▶ **What this task involves**
Could you print every line from the first one of the records below through the line containing "<Add any other", with both included and nothing else?

[[ Extracted information, beginning ]]

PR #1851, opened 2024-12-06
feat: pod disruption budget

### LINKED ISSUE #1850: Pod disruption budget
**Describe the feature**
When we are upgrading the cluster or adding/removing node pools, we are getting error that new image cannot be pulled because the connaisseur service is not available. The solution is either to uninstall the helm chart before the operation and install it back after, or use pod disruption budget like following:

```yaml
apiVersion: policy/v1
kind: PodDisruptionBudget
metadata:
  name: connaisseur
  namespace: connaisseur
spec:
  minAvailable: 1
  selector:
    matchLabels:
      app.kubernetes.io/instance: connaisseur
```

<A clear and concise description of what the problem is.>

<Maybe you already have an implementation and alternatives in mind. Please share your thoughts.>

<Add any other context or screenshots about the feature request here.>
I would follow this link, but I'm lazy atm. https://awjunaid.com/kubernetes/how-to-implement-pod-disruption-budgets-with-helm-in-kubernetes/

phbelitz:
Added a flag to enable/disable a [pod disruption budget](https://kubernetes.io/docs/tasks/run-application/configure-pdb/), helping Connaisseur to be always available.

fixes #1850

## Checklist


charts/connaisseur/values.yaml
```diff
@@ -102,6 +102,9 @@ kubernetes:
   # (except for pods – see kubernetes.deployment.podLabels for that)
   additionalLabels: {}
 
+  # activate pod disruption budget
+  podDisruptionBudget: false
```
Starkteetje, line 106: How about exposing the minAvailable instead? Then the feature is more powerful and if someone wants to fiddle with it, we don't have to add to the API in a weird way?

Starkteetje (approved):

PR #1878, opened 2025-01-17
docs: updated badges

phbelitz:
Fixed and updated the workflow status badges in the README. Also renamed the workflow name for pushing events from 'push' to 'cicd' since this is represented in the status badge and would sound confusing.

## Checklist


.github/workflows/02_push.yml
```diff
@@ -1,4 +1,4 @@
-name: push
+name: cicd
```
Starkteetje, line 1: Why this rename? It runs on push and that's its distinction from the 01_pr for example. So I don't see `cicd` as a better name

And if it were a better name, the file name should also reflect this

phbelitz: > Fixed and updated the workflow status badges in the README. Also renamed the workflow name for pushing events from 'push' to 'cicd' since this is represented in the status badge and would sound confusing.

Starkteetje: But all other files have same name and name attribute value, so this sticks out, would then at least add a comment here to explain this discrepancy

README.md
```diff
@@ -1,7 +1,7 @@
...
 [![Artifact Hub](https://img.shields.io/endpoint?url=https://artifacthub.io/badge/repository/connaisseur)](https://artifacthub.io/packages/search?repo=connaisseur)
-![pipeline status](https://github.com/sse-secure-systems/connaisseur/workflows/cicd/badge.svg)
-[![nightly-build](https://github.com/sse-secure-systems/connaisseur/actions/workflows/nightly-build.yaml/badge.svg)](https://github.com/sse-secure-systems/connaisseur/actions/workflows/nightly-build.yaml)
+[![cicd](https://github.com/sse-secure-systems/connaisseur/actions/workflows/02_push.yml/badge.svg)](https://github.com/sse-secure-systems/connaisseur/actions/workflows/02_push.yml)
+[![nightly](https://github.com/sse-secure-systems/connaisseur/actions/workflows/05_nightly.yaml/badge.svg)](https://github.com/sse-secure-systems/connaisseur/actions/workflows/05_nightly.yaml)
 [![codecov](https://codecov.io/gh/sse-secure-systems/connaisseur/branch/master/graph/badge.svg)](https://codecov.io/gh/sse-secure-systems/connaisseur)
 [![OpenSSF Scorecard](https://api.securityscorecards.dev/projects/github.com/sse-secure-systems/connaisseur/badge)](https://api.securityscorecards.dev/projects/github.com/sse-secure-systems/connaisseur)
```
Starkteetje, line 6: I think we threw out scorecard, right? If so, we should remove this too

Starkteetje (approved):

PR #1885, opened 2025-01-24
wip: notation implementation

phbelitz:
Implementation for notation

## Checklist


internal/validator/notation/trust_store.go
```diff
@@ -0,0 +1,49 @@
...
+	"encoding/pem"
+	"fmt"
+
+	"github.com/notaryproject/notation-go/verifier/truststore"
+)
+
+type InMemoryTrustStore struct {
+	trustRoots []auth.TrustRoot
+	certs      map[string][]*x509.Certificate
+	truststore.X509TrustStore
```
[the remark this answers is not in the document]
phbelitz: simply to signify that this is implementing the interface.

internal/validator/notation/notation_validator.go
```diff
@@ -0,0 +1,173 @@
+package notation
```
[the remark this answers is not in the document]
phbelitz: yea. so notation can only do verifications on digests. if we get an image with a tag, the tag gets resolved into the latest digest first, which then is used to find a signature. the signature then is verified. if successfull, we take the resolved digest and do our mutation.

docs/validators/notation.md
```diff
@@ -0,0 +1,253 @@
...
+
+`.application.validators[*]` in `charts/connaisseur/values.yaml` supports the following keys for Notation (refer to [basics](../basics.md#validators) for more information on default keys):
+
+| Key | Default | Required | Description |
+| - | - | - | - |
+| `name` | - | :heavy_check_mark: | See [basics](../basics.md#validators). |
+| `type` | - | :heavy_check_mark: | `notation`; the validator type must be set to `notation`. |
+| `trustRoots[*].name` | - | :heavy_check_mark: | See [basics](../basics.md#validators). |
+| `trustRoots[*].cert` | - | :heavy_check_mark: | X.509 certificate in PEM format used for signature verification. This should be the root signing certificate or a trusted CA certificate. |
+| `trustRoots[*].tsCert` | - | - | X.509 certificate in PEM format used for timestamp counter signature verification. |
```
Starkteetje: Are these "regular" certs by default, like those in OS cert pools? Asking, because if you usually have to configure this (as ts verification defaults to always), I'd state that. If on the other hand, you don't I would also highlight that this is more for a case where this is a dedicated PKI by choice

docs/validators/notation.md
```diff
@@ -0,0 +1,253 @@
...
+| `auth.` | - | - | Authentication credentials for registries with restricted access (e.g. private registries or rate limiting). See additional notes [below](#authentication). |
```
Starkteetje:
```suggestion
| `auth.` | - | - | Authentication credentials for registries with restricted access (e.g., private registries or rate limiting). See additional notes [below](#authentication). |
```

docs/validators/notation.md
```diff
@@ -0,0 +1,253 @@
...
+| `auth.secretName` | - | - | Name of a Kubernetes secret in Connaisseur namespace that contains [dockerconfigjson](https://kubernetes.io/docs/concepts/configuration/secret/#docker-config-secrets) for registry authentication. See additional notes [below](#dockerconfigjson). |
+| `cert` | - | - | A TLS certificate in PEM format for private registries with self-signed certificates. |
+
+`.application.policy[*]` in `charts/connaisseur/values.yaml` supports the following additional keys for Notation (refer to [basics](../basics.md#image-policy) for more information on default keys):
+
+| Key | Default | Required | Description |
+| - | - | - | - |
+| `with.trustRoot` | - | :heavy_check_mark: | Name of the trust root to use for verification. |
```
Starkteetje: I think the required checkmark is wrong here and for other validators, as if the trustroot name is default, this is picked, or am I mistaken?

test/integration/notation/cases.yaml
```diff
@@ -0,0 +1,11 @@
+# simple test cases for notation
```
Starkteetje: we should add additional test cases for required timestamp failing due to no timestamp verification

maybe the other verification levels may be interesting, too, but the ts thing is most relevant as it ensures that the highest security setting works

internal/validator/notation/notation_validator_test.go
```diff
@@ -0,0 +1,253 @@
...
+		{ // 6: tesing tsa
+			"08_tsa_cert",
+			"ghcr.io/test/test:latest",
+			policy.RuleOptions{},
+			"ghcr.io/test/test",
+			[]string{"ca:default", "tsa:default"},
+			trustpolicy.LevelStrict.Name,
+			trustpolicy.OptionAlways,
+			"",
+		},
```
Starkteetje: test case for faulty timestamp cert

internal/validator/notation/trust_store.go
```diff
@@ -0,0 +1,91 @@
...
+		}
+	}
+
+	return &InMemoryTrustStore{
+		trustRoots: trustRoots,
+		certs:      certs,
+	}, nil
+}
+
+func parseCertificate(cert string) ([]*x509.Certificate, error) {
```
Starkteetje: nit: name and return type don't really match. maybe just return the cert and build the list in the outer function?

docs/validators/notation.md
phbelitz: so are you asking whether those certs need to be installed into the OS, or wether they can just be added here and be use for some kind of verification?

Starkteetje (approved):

[[ Extracted information, end ]]

▶ **Task output**
PR #1851, opened 2024-12-06
feat: pod disruption budget

### LINKED ISSUE #1850: Pod disruption budget
**Describe the feature**
When we are upgrading the cluster or adding/removing node pools, we are getting error that new image cannot be pulled because the connaisseur service is not available. The solution is either to uninstall the helm chart before the operation and install it back after, or use pod disruption budget like following:

```yaml
apiVersion: policy/v1
kind: PodDisruptionBudget
metadata:
  name: connaisseur
  namespace: connaisseur
spec:
  minAvailable: 1
  selector:
    matchLabels:
      app.kubernetes.io/instance: connaisseur
```

<A clear and concise description of what the problem is.>

<Maybe you already have an implementation and alternatives in mind. Please share your thoughts.>

<Add any other context or screenshots about the feature request here.>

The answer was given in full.